[[ Provided records, beginning ]]
PR #1011, opened 2025-01-22
refactor(agent): reduce number of segments created

zsistla:
Instead of a blanket segment_start in the "before" function that needs to be discarded in the majority of the cases, just create the segment when it is needed, add the attributes/metrics, then close the segment.

DONE:Multiverse SQS exception tests need to be updated.
DONE:Needs additional testing against backend.

### DIFF
--- a/agent/lib_aws_sdk_php.c
+++ b/agent/lib_aws_sdk_php.c
@@ -91,7 +91,7 @@ void nr_lib_aws_sdk_php_sqs_handle(nr_segment_t* auto_segment,
                                    size_t command_name_len,
                                    NR_EXECUTE_PROTO) {
   char* command_arg_value = NULL;
-  nr_segment_t* segment = NULL;
+  nr_segment_t* message_segment = NULL;
 
   nr_segment_message_params_t message_params = {
       .library = SQS_LIBRARY_NAME,
@@ -129,12 +129,12 @@ void nr_lib_aws_sdk_php_sqs_handle(nr_segment_t* auto_segment,
    * only create the segment now, grab the parent segment start time, add our
    * special segment attributes/metrics then close the newly created segment.
    */
-  segment = nr_segment_start(NRPRG(txn), auto_segment, NULL);
-  if (NULL == segment) {
+  message_segment = nr_segment_start(NRPRG(txn), auto_segment, NULL);
+  if (NULL == message_segment) {
     return;
   }
   /* re-use start time from auto_segment started in func_begin */
-  segment->start_time = auto_segment->start_time;
+  message_segment->start_time = auto_segment->start_time;
   cloud_attrs.aws_operation = command_name_string;
 
   command_arg_value = nr_lib_aws_sdk_php_get_command_arg_value(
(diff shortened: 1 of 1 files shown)


zsistla:
Looks good:
image

agent/lib_aws_sdk_php.c
```diff
@@ -122,6 +124,16 @@ void nr_lib_aws_sdk_php_sqs_handle(nr_segment_t* segment,
   }
 #undef AWS_COMMAND_IS
 
+  /*
+   * By this point, it's been determined that this call will be instrumented so
+   * only create the segment now, grab the parent segment start time, add our
+   * special segment attributes/metrics then close the newly created segment.
+   */
+  segment = nr_segment_start(NRPRG(txn), NULL, NULL);
```
lavarou, line 132: This segment should be parented to `auto_segment` (segment created for `Aws\AwsClient::__call`):
```suggestion
  segment = nr_segment_start(NRPRG(txn), auto_segment, NULL);
```

zsistla: It is not necessary in this case as it is automatically parented to the current segment.
See https://github.com/newrelic/newrelic-php-agent/pull/1011#issuecomment-2610429004 for the parenting.
Multiverse tests also all showed correct parenting.
We can be explicit about the parenting, but it doesn't change functionality.

agent/lib_aws_sdk_php.c
```diff
@@ -86,19 +86,21 @@
 
 //clang-format on
 */
-void nr_lib_aws_sdk_php_sqs_handle(nr_segment_t* segment,
+void nr_lib_aws_sdk_php_sqs_handle(nr_segment_t* auto_segment,
                                    char* command_name_string,
                                    size_t command_name_len,
                                    NR_EXECUTE_PROTO) {
   char* command_arg_value = NULL;
+  nr_segment_t* segment = NULL;
```
lavarou, line 94: The code readability would increase if this local variable would be named `message_segment`.

agent/lib_aws_sdk_php.c
```diff
@@ -122,6 +124,16 @@ void nr_lib_aws_sdk_php_sqs_handle(nr_segment_t* segment,
...
 
+  /*
+   * By this point, it's been determined that this call will be instrumented so
+   * only create the segment now, grab the parent segment start time, add our
+   * special segment attributes/metrics then close the newly created segment.
+   */
+  segment = nr_segment_start(NRPRG(txn), auto_segment, NULL);
+  if (NULL == segment) {
+    return;
+  }
```
lavarou, line 135:
```suggestion
  }
  /* re-use start time from auto_segment started in func_begin */
```

lavarou (approved):

lavarou (dismissed):

lavarou (approved):

agent/lib_aws_sdk_php.c
```diff
@@ -122,6 +124,17 @@ void nr_lib_aws_sdk_php_sqs_handle(nr_segment_t* segment,
...
+   * By this point, it's been determined that this call will be instrumented so
+   * only create the segment now, grab the parent segment start time, add our
+   * special segment attributes/metrics then close the newly created segment.
+   */
+  message_segment = nr_segment_start(NRPRG(txn), NULL, NULL);
+  if (NULL == message_segment) {
+    return;
+  }
+  /* re-use start time from auto_segment started in func_begin */
+  message_segment->start_time = auto_segment->start_time;
```
lavarou, line 137: Shouldn't `auto_segment->error` be duplicated here as well?

lavarou: After further consideration, this is not needed at the moment.

mfulb (approved):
[[ Provided records, end ]]
## Problem to solve
Figure out how many lines of the material include "from", then reply with the count alone.

## Expected output
3